PR #919, opened 2020-03-10
New utils parameter to install collectdctl

traylenator:
On some operating systems `collectdctl`, `collectd-nagios`
is contained in a seperate sub package, typically `collectd-utils`

Setting `utils` to `true` will install this sub package if it exists
for an operating system.

Also start some puppet-strings.


bastelfreak:
thanks for the PR!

- - - - - - -

PROBLEM REQUIREMENTS: Write the lines out again exactly, beginning at the line that contains "for an operating system." and stopping only at the final line of the listing above.

FINISHED EXERCISE:
for an operating system.

Also start some puppet-strings.


bastelfreak:
thanks for the PR!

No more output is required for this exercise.